▶ _TASK DESCRIPTION_: Transcribe exactly each line of the entries, from the opening line to the line with "treats collections /", with both of those lines included.

▶ _DATA LISTING_:
PR #2848, opened 2026-08-09
feat(accounting): make the accounting engine safely multi-root

snakajima:
## Why

MulmoTerminal wants a book to live in **any project directory**, the way a collection now can
(`@mulmoclaude/core@3.0.0` / `3.1.0`). Its own architecture note treats collections /
accounting / wiki / resources as **one** problem — every shared subsystem is bound at boot to
one process-wide workspace root, and the fix is the same in each: replace the boot-time
binding with a per-request root resolution. The seam was even named in advance, in
MulmoTerminal's `server/backends/accounting.ts`:

> A generic accounting-in-MulmoTerminal would later swap this for a per-request cwd resolver
> (the dispatch request already carries the session cwd).

The accounting engine was already root-parameterised down in io and service, but bound to one
workspace at the top: every dispatch action resolved the ambient root, and everything keyed by
`bookId` alone collides the moment two project directories each hold a book of that name.

**MulmoClaude's behaviour does not change.** It is a single-workspace host, it wires none of
the new options, and every item is additive with a default that preserves today's path — its
requests, channel names and card envelopes are byte-identical, pinned by a back-compat suite.

Whether accounting SHOULD follow the selected project is still MulmoTerminal's product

▶ _REPLY TO THE TASK_:
PR #2848, opened 2026-08-09
feat(accounting): make the accounting engine safely multi-root

snakajima:
## Why

MulmoTerminal wants a book to live in **any project directory**, the way a collection now can
(`@mulmoclaude/core@3.0.0` / `3.1.0`). Its own architecture note treats collections /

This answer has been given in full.